• **PROBLEM TO SOLVE**
Write out, unaltered, each line from the top of the records below down to the line where "165 pre-existing tests" appears, that line included.

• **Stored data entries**
——

PR #3703, opened 2026-07-16
feat(web): the form kit — one label pattern, pilot on board form + log ascent

marcodejongh:
## Summary

Phase 3 of the Velvet Send web epic (stacks on #3700): the form design system that fixes the class of problems in the original bug report (clipped floating labels, inconsistent multiline fields, full-bleed iPad layouts, four competing label patterns).

**The kit** (`app/components/form/`): `FormShell` (640px measure, form-level alert, `focusFirstInvalid`), `FormSection` (one vertical rhythm), `FormField` (static label OUTSIDE the field — render-prop ARIA contract for MUI inputs, labelled-group path for custom controls, counters, conditional helper row), container-query `FormRow` (viewport breakpoints misfire inside dialog paper), `FormActions` (spinner keeps the label; bottom drawers carry actions in the header per the design-panel ruling), `FormSwitchRow` (44px, kills the ml:7 helper hack), `FormDateTimePicker`. The MUI type ramp is pinned (the 16/14 coefficient inflated every unpinned variant) and guard-tested.

**Pilots**: the Edit Board form (the original screenshot offender) rebuilt as Board details / Location / Setup / Visibility with counters and a card-style map disclosure; the log-ascent form loses its 120px label column, gains Details / How-it-felt sections, and its silent failures now speak (inline angle error, form-level alerts for validation + save failures).

165 pre-existing tests pass unchanged (label queries resolve through FormField's wiring); 80 kit + theme guard tests; new strings in en/es/fr.

**Resolved review nit**: the My Boards drawer double-title (drawer's "Board" header over the form's "Edit Board" heading) is fixed — `BoardDetailContent` reports an edit-host descriptor (`onEditHostChange`) so the drawer chrome claims the title and Save action while editing, and the form renders no in-body heading. The headerless search-result drawer keeps the inline title by design.

Screenshots (both themes, phone + iPad) attached in comments. Live QA: https://vibetunnel-dev-1.tailedd9d5.ts.net:3001

## Release Notes

- Forms got a full redesign: clear labels that never clip, sensible widths on tablets, grouped sections, and character counters where they help.
- Logging an ascent now tells you when something goes wrong instead of failing silently.

## Test plan

- `vp run typecheck:web` green; kit + theme guards 80/80; board-entity + logbook + form suites 222/222; `vp run check:i18n` + orphans green.
- Manual QA on the dev server in both themes and viewports.

### DIFF
--- a/CLAUDE.md
+++ b/CLAUDE.md
@@ -152,7 +152,7 @@ Vitest via `vp test`. Backend tests auto-start postgres+redis via `packages/back
 - **Web uses MUI.** Always MUI components and props. Avoid the `style` prop. Always use design tokens from `packages/web/app/theme/theme-config.ts` for colours/spacing — no hardcoded values.
 - Use CSS media queries for responsive design. Avoid JS breakpoint detection (`Grid.useBreakpoint()`).
 - Remove dead code as you go.
-- **Dark mode uses white input fields.** Intentional for contrast (`darkTokens.semantic.inputSurface`). Do not change.
+- **Dark mode inputs use the elevated dark surface** (`darkTokens.semantic.inputSurface`, #2F234A) with a violet `#A78BFA` focus ring — don't force white fields (`--input-*` vars in index.css are the source of truth).
 - **Never hardcode user-facing strings** in `packages/web/app/**/*.tsx` — all visible text via i18n catalogs. CI runs `vp run check:i18n` and `vp run check:i18n:orphans`. Mark unresolvable dynamic lookups with `// i18n-keep namespace.dotted.key`.
 - **Variable names describe contents.** No single-letter aliases (`r`, `x`, `s`) or vague placeholders (`data`, `info`, `temp`, `value`) outside tight loops. Destructure at the use site instead of generic aliases.
 - **Drizzle ORM over raw SQL.** Use `db.select/insert/update/delete()`. Raw `sql` from `drizzle-orm` only when the query genuinely can't be expressed otherwise. Importing `sql` from `@/app/lib/db/db` (raw Neon HTTP client) is lint-blocked.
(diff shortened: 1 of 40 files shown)


marcodejongh:
Both review passes addressed in `3bd5893a7`:

**21:32 review**
- **subtitle2 / raw sx values**: root cause was the unpinned `subtitle2` inflating to 16px via MUI's 16/14 coefficient — the sx overrides were compensating. `subtitle2` is now pinned in the shared ramp (14/600/20, same treatment as the headings), `FormSection` trusts the bare variant, `map-location-picker` is back on `body2` with a `themeTokens` font weight, `FormField`'s counter emphasis uses `themeTokens.typography.fontWeight.*`, and the config Alert lost its hardcoded `0.8rem`.
- **External-submit test**: added — a `FormActions` rendered *outside* the `<form>` with `formId` now has a test proving a click actually fires the form's `onSubmit` (the header-hosted drawer path).
- **Error-then-dismiss test**: new `logascent-form-error-banner.test.tsx` pins the lifecycle: failed save surfaces the banner and keeps the form open, a successful re-submit clears it, and a log-type switch clears it.
- **Double-title tracking**: no issue needed — it's already fixed in this PR (`688f6117e`): the My Boards drawer claims the edit title + Save via `onEditHostChange`, so only one title renders. PR body updated (the "known nit" paragraph was stale).

**16:05 review**
- **Stale banner on log-type switch**: fixed — the ToggleButtonGroup's onChange clears `formError` (covered by the new test above).
- **"Détails de la board"**: correct per `docs/i18n-french-glossary.md` — the board device is deliberately « la board » (feminine) in every French string; « planche »/« panneau » are ruled out. Only brand names stay untranslated for trademark reasons; this is the common-noun term French board climbers actually use.
- **`onSubmitStateChange` in effect deps**: kept (it's the honest dependency), but the stability contract is now documented on the prop in both pilot forms.

marcodejongh:
All three findings addressed in `12bbcb343`:

1. **Counter announced to screen readers**: the counter now carries `${inputId}-counter` and joins `aria-describedby` (alone or space-joined with the helper id), exactly as suggested. Test added asserting the control's `aria-describedby` resolves to the counter text when no helper is present.
2. **Both-present test**: added — asserts `aria-describedby` lists two ids resolving to the helper text and the counter text.
3. **FormRow null child**: fixed for real rather than just tested — the grid now sizes from `Children.toArray(children).length` (which drops null/undefined/boolean slots) instead of `Children.count`, so `{condition && <Field/>}` can't leave a ghost column. Test covers the null-child row.

(The earlier red checks on this PR were the GitHub Actions incident — jobs died in setup with GitHub error pages in their logs; they're rerunning.)

PR #3712, opened 2026-07-16
fix(mobile): default bug report contact consent to opt-out

marcodejongh:
## Summary

The "Can we contact you about this?" switch in the mobile bug report sheet (`packages/mobile/src/components/user-drawer/FeedbackSheet.tsx`) started unchecked (`contactConsent = false`), requiring reporters to actively opt in before we could follow up on a bug report. This flips the default to checked (`true`) so contact is opt-out instead of opt-in, across initial state, the mode-change reset effect, and the post-submit reset.

Web's bug report form has no contact-consent toggle at all yet (`packages/web/app/components/feedback/feedback-form.tsx` / `feedback-dialog.tsx`), so this change is scoped to mobile, the only surface with the switch today.

## Release Notes

- Bug reports now default to letting us follow up with you — flip the switch off if you'd rather we didn't.

## Test plan

- [ ] `vp run typecheck:mobile` (not runnable in this sandbox — no `node_modules`/`vp` installed)
- Manual: open the bug report sheet while signed in and confirm the "Can we contact you about this?" switch starts on.

---
_Generated by [Claude Code](https://claude.ai/code/session_01N65fkTHFy2eAU389Wdq4WQ)_

### DIFF
--- a/packages/mobile/src/components/user-drawer/FeedbackSheet.tsx
+++ b/packages/mobile/src/components/user-drawer/FeedbackSheet.tsx
@@ -43,7 +43,7 @@ export function FeedbackSheet({ sheetRef, mode, showDiscordLink = false }: Feedb
   const [selectedRating, setSelectedRating] = useState<number | null>(null);
   const [comment, setComment] = useState('');
   const [captureBleDiag, setCaptureBleDiag] = useState(false);
-  const [contactConsent, setContactConsent] = useState(false);
+  const [contactConsent, setContactConsent] = useState(true);
 
   const isBugReport = mode === 'bug';
   const trimmedComment = comment.trim();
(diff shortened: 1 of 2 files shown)


marcodejongh:
Re: the GDPR concern — confirmed with the requester and keeping the opt-out default as-is. This toggle doesn't gate new data collection, only whether we follow up on a bug report the user is already submitting under their own account, so we're treating it as acceptable risk here.

Fixed the commit-lint failure (PR title now follows Conventional Commits).

---

marcodejongh:
Added the mode-change reset test. Re: GDPR — already discussed and resolved earlier in this thread; keeping the opt-out default as the requester decided.

---

PR #3713, opened 2026-07-16
feat: location-sync guarded 150 m match tier + user-owned gym aliasing

marcodejongh:
## Summary

The location-sync importer (`packages/location-sync`) is the biggest active generator of duplicate gym listings. Its only physical-match tier required `owner_id = SYSTEM` **and** exact normalized name **and** `ST_DWithin` 20 m. Verified prod data shows cross-provider pins for the *same* gym drift 40–90 m (24 of 46 dup pairs span two providers), so every new provider minted a twin. User-owned/claimed gyms were invisible to the match (hard owner filter), so the importer re-created gyms owners already curate.

This adds a **guarded second match tier** and makes **user-owned gyms matchable, alias-and-leave-alone** — with squat protection and an ambiguity guard. Net user-visible effect over time: fewer duplicate gym listings appearing as new providers sync.

## Release Notes

## Match tiers (`classifyGymMatch` / `resolveGymIdForSource`)

- **Tier 1 (≤ 20 m)** — a pin almost on top of a gym is the same gym. SYSTEM-owned candidates always match here; a **user-owned candidate only matches when the name is NOT generic** (a public "Home Wall" 15 m from a stranger's pin must not capture it). Multiple tier-1 candidates pick the canonical one.
- **Tier 2 (20 m < d ≤ 150 m)** — only for a non-generic name, gated by three guards:
  - **Same-provider guard:** a candidate that already carries an alias for the incoming provider prefix pointing at a *different* source key is refused (same-provider twins 150 m apart are likely distinct walls) → structured `warn`.
  - **Squat protection:** tier-2 only binds into a user-owned gym when it carries an **approved claim**. An unclaimed user-owned candidate is never auto-captured — it skips to the `/admin/gym-duplicates` queue where a human merges (the merge re-points the alias) → structured `info`.
  - **Ambiguity guard:** if more than one candidate clears the tier, refuse to auto-match (two same-name gyms in one 150 m circle is itself evidence the name is generic-ish) → structured `warn`.
- **Tier-1 dead-zone log:** a ≤ 20 m user-owned candidate dropped by the tier-1 generic-name guard can't reach tier 2, so it's surfaced with the same admin-queue `info` signal as the unclaimed tier-2 skip instead of vanishing silently before a fresh gym is minted.

## User-owned gyms: alias-and-leave-alone

- The match query now spans non-SYSTEM public live gyms too.
- A match into an owner-curated gym (user-owned, or SYSTEM with an approved claim) writes the source alias but **never** refreshes its name/coords/metadata. The initial bind is logged at **`warn`** (security-relevant); the steady-state per-cycle alias resolution is **`debug`** (it fires ~48×/day/gym and would drown the tier-2 signal).
- **Squat protection at the alias path:** `findAliasedGym` reads owner + approved-claim, so an existing alias never licenses a metadata refresh into an owner-curated gym. Audited every consumer of the alias table (`upsert.ts`, `dedupe-gym-locations.ts`) — nothing else treats "has alias" as "SYSTEM-owned".
- The candidate mapping **throws** on a non-array `aliasSourceKeys` — a silent `[]` would disable the same-provider guard.

## Denylist (`GENERIC_GYM_NAMES`)

`ReadonlySet<string>` declared right after `normalizeGymName`, matched **exactly** on the whole normalized name (never a substring): home wall, homewall, home, garage, cellar, basement, kilter, kilter board, tension, tension board, moonboard, moon board, moon, grasshopper, decoy, soill.

**Inclusion criterion:** board-brand names and homewall genericisms — **not gym-chain names**. A home wall gets named after its board or where it lives, so those collide across unrelated setups; a real gym chain's pins *do* drift 40–90 m and must auto-merge. `touchstone` was intentionally **removed** (Touchstone is a real CA chain) — capping it at 20 m would foreclose the exact drift-merges this PR fixes.

**Cross-PR (resolved):** #3701 merged first and declared its own `GENERIC_GYM_NAMES` in the same spot. This branch is **rebased onto merged `main`** and the conflict is resolved to a **single declaration** — the union of both lists **minus `touchstone`** (#3701's 13 entries + `grasshopper`/`decoy`/`soill`). #3701's consumers (`gym-matching.ts`, `boards.ts`) compile against it (typecheck green).

**Raw-SQL convention:** `findGymMatchCandidates` is a hand-written raw SQL block that literal-names every table (`gyms`, `gym_claims`, `location_sync_gym_sources`, …), matching the importer's existing match-query style; the lighter `findAliasedGym` is a Drizzle builder query using the `${gymClaims}` reference. The two differ by query style, not oversight — documented in a code comment.

## Known limitation (follow-up)

moonboard source keys embed the pin coordinates (`moonboard:<name>:<lat>:<lng>`), so a pin that moves > 20 m mints a new source key; the same-provider guard then warns and mints a permanent twin. Left a code comment at the guard; a key-scheme redesign is a separate follow-up issue.

## Structured logging

`LocationSyncLogger` seam (winston-compatible `debug`/`info`/`warn`), injected into `upsertPublicBoardLocations` and wired into the aurora/kilter/moonboard callers via `toLocationSyncLogger(args.log)`. Logs every tier-2 match, every rejection/skip (generic, same-provider, unclaimed-user-owned, ambiguous), and the initial owner-curated bind.

## Test plan
- `packages/location-sync/src/upsert.test.ts` (31 tests): tier-1 wins at 20 m; tier-2 exact-name match at 150 m; generic blocked at 150 m but matches at 20 m for SYSTEM; generic user-owned does NOT capture a stranger pin at tier-1; same-provider skip + log; unclaimed user-owned tier-2 skip + log; approved-claim user-owned tier-2 bind + no refresh + warn; tier-1 user-owned bind + no refresh + warn; ambiguous two-candidate skip + warn; existing alias into user-owned gym never refreshes; 151 m does not match; query widening.
- `packages/location-sync/src/logger.test.ts`: level prefixes (debug/info/warn), JSON suffix, empty-fields, no-op path.
- `packages/db/src/queries/gyms/__tests__/location-dedupe.test.ts`: guarded distance, generic-name matching, denylist set contents.
- Validation: `vp check`; `vp run typecheck`; `vp test run --project location-sync`; `VITEST_POOL_ID=solo-m3 vp test run --project backend`.

https://claude.ai/code/session_019VGxf4ZJGFRanuJGrRMDgY

### DIFF
--- a/packages/aurora-sync/src/sync/locations-sync.ts
+++ b/packages/aurora-sync/src/sync/locations-sync.ts
@@ -2,6 +2,7 @@ import type { PgDatabase, PgQueryResultHKT } from 'drizzle-orm/pg-core';
 import {
   formatLocationBoardName,
   resolveDefaultAuroraLocationConfig,
+  toLocationSyncLogger,
   upsertPublicBoardLocations,
   type LocationSyncSummary,
   type PublicBoardLocationInput,
@@ -59,7 +60,9 @@ export async function syncAuroraBoardLocations(args: {
 }): Promise<LocationSyncSummary> {
   const pins = await fetchAuroraPins(args.board);
   const { records, skipped } = buildAuroraLocationRecords(args.board, pins.gyms);
-  const summary = await upsertPublicBoardLocations(args.db, records);
+  const summary = await upsertPublicBoardLocations(args.db, records, {
+    logger: toLocationSyncLogger(args.log),
+  });
   const mergedSummary = {
     ...summary,
     boardsSkipped: summary.boardsSkipped + skipped.length,
--- a/packages/db/src/queries/gyms/__tests__/location-dedupe.test.ts
+++ b/packages/db/src/queries/gyms/__tests__/location-dedupe.test.ts
@@ -65,12 +65,15 @@ void describe('guarded second match tier', () => {
     assert.equal(isGenericGymName('Board House'), false);
   });
 
-  void it('exposes an all-normalized denylist', () => {
+  void it('exposes an all-normalized denylist set', () => {
     for (const name of GENERIC_GYM_NAMES) {
       assert.equal(normalizeGymName(name), name);
     }
-    assert.ok(GENERIC_GYM_NAMES.includes('home wall'));
-    assert.ok(GENERIC_GYM_NAMES.includes('kilter board'));
+    assert.ok(GENERIC_GYM_NAMES.has('home wall'));
+    assert.ok(GENERIC_GYM_NAMES.has('kilter board'));
+    assert.ok(GENERIC_GYM_NAMES.has('tension board'));
+    assert.ok(GENERIC_GYM_NAMES.has('moon board'));
+    assert.ok(GENERIC_GYM_NAMES.has('touchstone'));
   });
 });
 
--- a/packages/db/src/queries/gyms/__tests__/location-dedupe.test.ts
+++ b/packages/db/src/queries/gyms/__tests__/location-dedupe.test.ts
@@ -3,9 +3,13 @@ import assert from 'node:assert/strict';
 import {
   chooseCanonicalGymCandidate,
   distanceMeters,
+  GENERIC_GYM_NAMES,
   groupPhysicalGymCandidates,
+  GYM_MATCH_GUARDED_DISTANCE_METERS,
   gymCompletenessScore,
+  isGenericGymName,
   normalizeGymName,
+  PHYSICAL_GYM_MATCH_DISTANCE_METERS,
   type CanonicalGymCandidate,
 } from '../location-dedupe';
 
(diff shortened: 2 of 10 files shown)


marcodejongh:
Conflicts

marcodejongh:
Note for reviewers: the automated review above (posted 10:08Z) flags two items that are already resolved on the current head `afbabd291` — it appears to have evaluated the pre-fix diff. Evidence:

**1. "User-owned + generic + ≤20 m is a silent no-match (no log, no test)"** — fixed. `classifyGymMatch` collects these dropped tier-1 candidates into `tierOneGenericUserOwnedSkips`, and `resolveGymIdForSource` emits an `info` admin-queue signal for each (`location-sync tier-1 match skipped: generic-named user-owned gym (surfaces in admin duplicates queue)`). Covered by the test *"does NOT let a generic-named user-owned gym capture a stranger pin at tier-1, and logs the near-miss"* (`packages/location-sync/src/upsert.test.ts`), which asserts the fresh gym **and** the log line with `candidateGymId`/`ownerId`/`distanceMeters`.

**2. "`'touchstone'` in `GENERIC_GYM_NAMES`"** — removed. `touchstone` is no longer in the set (a real gym chain must auto-merge across its 40–90 m drift). The inclusion criterion is now documented in the code comment (board-brand / homewall genericisms, **not** gym-chain names), and a db test asserts `isGenericGymName('Touchstone') === false`.

**3. Cross-PR conflict** — resolved: #3701 merged first; this branch is rebased onto `main` with a single reconciled declaration (union of both lists minus `touchstone`). Its consumers (`gym-matching.ts`, `boards.ts`) compile (typecheck green).

All CI checks are green on `afbabd291`.

PR #3720, opened 2026-07-16
fix: replace dead board_products_angles query with static ANGLES

### LINKED ISSUE #2379: relation "board_products_angles" does not exist (11× over 6 days)
## Signature

```
ERROR: relation "board_products_angles" does not exist at character 44
STATEMENT:
  SELECT DISTINCT pa.angle
  FROM board_products_angles pa
  JOIN board_layouts l
    ON l.board_type = pa.board_type AND l.product_id = pa.product_id
  WHERE l.board_type = $1 AND l.id = $2
  ORDER BY pa.angle ASC
```

## Frequency (Railway log export, 2026-05-24 → 2026-05-30)

- **11×** Postgres `relation "board_products_angles" does not exist`. Concentrated 2026-05-25 08:10 (multiple back-to-back, suggesting retries from the calling code path).

## Confirmed via readonly psql

The table really doesn't exist. Tables matching `%product%` or `%angle%` in production:

```
board_product_sizes
board_product_sizes_layouts_sets
board_products
```

No `board_products_angles`. Most plausible intended targets:
- A renamed table that didn't get its callers updated
- A table that was supposed to ship as part of a migration but was missed
- Possibly the data lives inline on `board_products` or `board_layouts` now

## Code pointers

The query joins `board_layouts` filtered by `board_type` + layout `id`, ordered by angle — almost certainly the angle-picker / board-configuration code path. Likely lives in a board-config service or a layout-detail resolver. Grep for the literal string `board_products_angles` or the SQL snippet `SELECT DISTINCT pa.angle`.

## Suggested next steps

1. Find the code that issues this query (raw SQL string or Drizzle expression).
2. Decide: is the table missing (write a migration in `packages/db/`), or has the data moved to an existing table (rewrite the query)?
3. Add a migration regression test so renamed-table-without-caller-update can't slip through again.

---
**Note for assignee:** Verify this is not a duplicate of an existing open issue before working on it. The GitHub search API was rate-limited during triage so no dedup pass was run. Bulk-filed from a 6-day Railway log export on 2026-05-30.

marcodejongh:
## Summary

`board_products_angles` never existed in the unified schema. It's the mechanically-renamed remnant of `kilter_products_angles`/`tension_products_angles`, which were deliberately dropped in `74e8d2a0` ("Remove unused database tables to clean up schema", Jul 2025) because Aurora doesn't sync a per-layout angle table — see `packages/aurora-sync/src/sync/shared-sync.ts:57`: *"`products_angles`: angles are hardcoded in the `ANGLES` constant in board-data.ts."*

**Root-cause chain:**
1. `74e8d2a0` (Jul 2025) drops the real `kilter_products_angles`/`tension_products_angles` tables as unused — angles are, and always were, a static per-board-type range (`ANGLES` in `packages/shared/board-config/src/board-data.ts`), never something that varies by layout.
2. Nobody updated the `angles` resolver, which kept querying the now-gone tables.
3. The Jan 2026 schema-unification refactor mechanically renamed the leftover dead SQL text (`kilter_products_angles` → `board_products_angles`, `layouts` → `board_layouts`) without noticing the table itself had been gone for months — preserving the bug through the rewrite.
4. The web heatmap-prewarm cron (Apr 2026) copy-pasted the already-broken query from the backend resolver.

**Real-world impact:** two live call sites hit this query.
- The backend GraphQL `angles` resolver — the exact stack trace reported in #2379 (11× over 6 days).
- `packages/web/app/api/internal/prewarm-heatmap/[board_name]/route.ts`, a weekly Vercel cron for 5 boards. It caught the DB error per layout and fell back to an empty angle list, so `buildTargetsForBoard` skipped every layout — **the heatmap-prewarm cron has been silently warming zero cache entries every week since it shipped**, while still returning a 200 "success" response. This is now fixed as a side effect: angles come from a static lookup, so real (layout, size, angle) combinations get built and warmed again.

Also fixed the same defect family in the legacy `/api/v1/angles/{board_name}/{layout_id}` REST route: it queried an even older table (`kilter_products_angles` joined to a nonexistent `layouts` table) and ignored the `board_name` param entirely, always assuming Kilter. It's now parameterized correctly and un-skips the `rest-parity.test.ts` test that had a standing `TODO: Re-enable when REST API is fixed`.

All three call sites now read `ANGLES` (`@boardsesh/board-config`), the same static source web's actual angle-picker UI already uses — so this also removes three now-unnecessary DB round trips.

Closes #2379.

## Release Notes

## Test plan

- Added a regression test in `packages/backend/src/__tests__/rest-parity.test.ts` (previously `it.skip`'d with a stale TODO) asserting the GraphQL `angles` resolver returns the correct static, ascending angle list for kilter/tension/moonboard — no more live-production dependency, since that would create a chicken-and-egg problem for pre-merge CI (this PR's REST fix isn't deployed yet).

——

• **EXERCISE RESULT**
PR #3703, opened 2026-07-16
feat(web): the form kit — one label pattern, pilot on board form + log ascent

marcodejongh:
## Summary

Phase 3 of the Velvet Send web epic (stacks on #3700): the form design system that fixes the class of problems in the original bug report (clipped floating labels, inconsistent multiline fields, full-bleed iPad layouts, four competing label patterns).

**The kit** (`app/components/form/`): `FormShell` (640px measure, form-level alert, `focusFirstInvalid`), `FormSection` (one vertical rhythm), `FormField` (static label OUTSIDE the field — render-prop ARIA contract for MUI inputs, labelled-group path for custom controls, counters, conditional helper row), container-query `FormRow` (viewport breakpoints misfire inside dialog paper), `FormActions` (spinner keeps the label; bottom drawers carry actions in the header per the design-panel ruling), `FormSwitchRow` (44px, kills the ml:7 helper hack), `FormDateTimePicker`. The MUI type ramp is pinned (the 16/14 coefficient inflated every unpinned variant) and guard-tested.

**Pilots**: the Edit Board form (the original screenshot offender) rebuilt as Board details / Location / Setup / Visibility with counters and a card-style map disclosure; the log-ascent form loses its 120px label column, gains Details / How-it-felt sections, and its silent failures now speak (inline angle error, form-level alerts for validation + save failures).

165 pre-existing tests pass unchanged (label queries resolve through FormField's wiring); 80 kit + theme guard tests; new strings in en/es/fr.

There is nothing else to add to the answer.